As previously disclosed, on March 1, 2020, the Registrant and certain of its subsidiaries, commenced voluntary petitions for relief under Title 11 (“Chapter 11”) of the United States Code in the United States Bankruptcy Court for the Southern District of Texas (the “Bankruptcy Court”) and, on March 2, 2020, filed the prepackaged Chapter 11 plan of reorganization (the “Plan”) with the Bankruptcy Court. On May 11, 2020, the Bankruptcy Court entered an order confirming the Plan. On May 29, 2020 the conditions to effectiveness of the Plan were satisfied and the Registrant emerged from Chapter 11. As a result of the Chapter proceedings, the Registrant terminated all offerings of securities pursuant to the Registration Statements.

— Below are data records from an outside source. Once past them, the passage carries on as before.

Issue #2383, opened 2025-02-06
missing metrics for MonoVertex


vigith:
Dropped message metrics counter is missing for Transformer for MonoVertex

adarsh0728:
can i pick this up?

vigith:
> can i pick this up?

absolutely :)

vigith:
i have changed the title to include all missing metrics.

@yhl25 i think some metrics are missing in pipeline too, e.g., dropped. If yes, let's create a new issue and track metrics missing for pipeline too.

yhl25:
We will add all the missing metrics for mvtx in 1.5, will create a separate issue to tackle missing metrics in pipeline that will be done in 1.6.

PR #2389, opened 2025-02-10
fix: add missing metrics for transformer for mvtx

adarsh0728:
fix: #2383


adarsh0728:
new PR https://github.com/numaproj/numaflow/pull/2542 for the issue #2383

PR #2394, opened 2025-02-12
fix: filter out deamon pod and unncessary containers from metrics output

adarsh0728:


adarsh0728:
Screenshot 2025-02-12 at 12 21 47 PM
Screenshot 2025-02-12 at 12 22 35 PM
Screenshot 2025-02-12 at 12 22 56 PM
Screenshot 2025-02-12 at 12 23 08 PM

vigith:
@adarsh0728 what is the condition to filter out pods?

adarsh0728:
> @adarsh0728 what is the condition to filter out pods and containers? keep in mind that in future we will support builtins like kafka, sqs, etc., we cannot filter those out.

For pods: we call [pods API](https://github.com/numaproj/numaflow/blob/c88881849c8f7c68107759022b453d0c60797d2a/server/routes/routes.go#L159) and filter out only daemon.
For containers of a pod:  `pod.spec.containers` + `pod.spec.initContainers`(those with restartPolicy as Always)

we are not filtering out builtins with this

ui/src/components/common/MetricsModalWrapper/partials/MetricsModal/index.tsx
```diff
@@ -31,6 +31,7 @@ interface MetricsModalProps {
   vertexId: string;
   type: string;
   presets?: any;
+  pod?: any;
```
veds-g, line 34: you can add type `Pod` like above

ui/src/components/pages/Pipeline/partials/Graph/partials/NodeInfo/partials/Pods/partials/PodDetails/partials/Metrics/index.tsx
```diff
@@ -22,25 +22,26 @@ import {
 } from "../../../../../../../../../../../../common/SlidingSidebar/partials/VertexDetails";
 
 import "./style.css";
+import { Pod } from "../../../../../../../../../../../../../types/declarations/pods";
```
veds-g, line 25: please move this import after line 22

veds-g:
for filtering the containers, we do not have the pipeline or monovertex context is the metrics response. So in case of multiple containers with the same name, how do we ensure that we showing data for the particular container belonging to that pipeline vertex or monovertex?

ui/src/components/pages/Pipeline/partials/Graph/partials/NodeInfo/partials/Pods/partials/PodDetails/partials/Metrics/partials/LineChart/index.tsx
```diff
@@ -373,9 +374,21 @@ const LineChartComponent = ({
 
     const labels: string[] = [];
     const transformedData: Record<string, any>[] = [];
+    let filteredChartData = chartData;
     const label = groupByLabel(metricsReq?.dimension, metricsReq?.display_name);
 
-    chartData?.forEach((item) => {
+    if (JSON.stringify(label) === JSON.stringify(["container"])){
```
veds-g, line 380: lets have a stricter comparison like this - `if (Array.isArray(label) && label.length === 1 && label[0] === "container")`
stringify might be an overkill so this simple conversion.

veds-g (approved):
LGTM

PR #2398, opened 2025-02-16
fix(controller): multiple issues related to min/max of a vertex

whynowy:
1. Remove the validation of `max` can not be 0 for a pipeline vertex;
2. When resuming a pipeline, always set the the replica to `max(scale.min, 1)` no matter if it's a scalable vertex or not (e.g. HTTP), unless scaling is `disabled`;
3. Keep the original replicas as much as possible when updating, unless it's out of the range of the `[min, max]`;
4. Do not allow Vertex replicas to be out of the range of `[min, max]` when scaling is enabled - make the behavior consistent with MonoVertex.


vigith (approved):

vigith:
should we backport this to 1.4?

whynowy:
> should we backport this to 1.4?

Yes

PR #2401, opened 2025-02-18
fix: sorting metrics chart tooltip values

veds-g:
- Remove hyperlink for contextual navigation when metrics is not in config map
- Remove `default` label for pending metrics
- Sorted tooltip for metrics charts in descending order based on value
- Fixed tooltip spacing

image

image


adarsh0728 (approved):
LGTM!

vigith (approved):
Thank you 😊

PR #2409, opened 2025-02-20
feat: Redis ISB as store

BulkBeing:
Controller changes to use Redis ISB as store for Serving: #2407


vigith:
let's revisit this later based on the requirements?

In accordance with an undertaking made by the Registrant in the Registration Statements to remove from registration, by means of a post-effective amendment, any of the securities that had been registered pursuant to the Registration Statements for issuance that remain unissued at the termination of such offering, the Registrant hereby removes from registration by means of these Post-Effective Amendments, any and all of the securities of the Registrant registered but unsold under the Registration Statements, if any. The Registration Statements are hereby amended, as appropriate, to reflect the deregistration of such securities and the Registrant hereby terminates the effectiveness of each of the Registration Statements.
SIGNATURES
Pursuant to the requirements of the Securities Act, the Registrant certifies that it has reasonable grounds to believe that it meets all of the requirements for filing on Form S-8 and has duly caused these Post-Effective Amendments to the Registration Statements on Form S-8 to be signed on its behalf by the undersigned, thereunto duly authorized, in the City of San Antonio, State of Texas, on November 13, 2020.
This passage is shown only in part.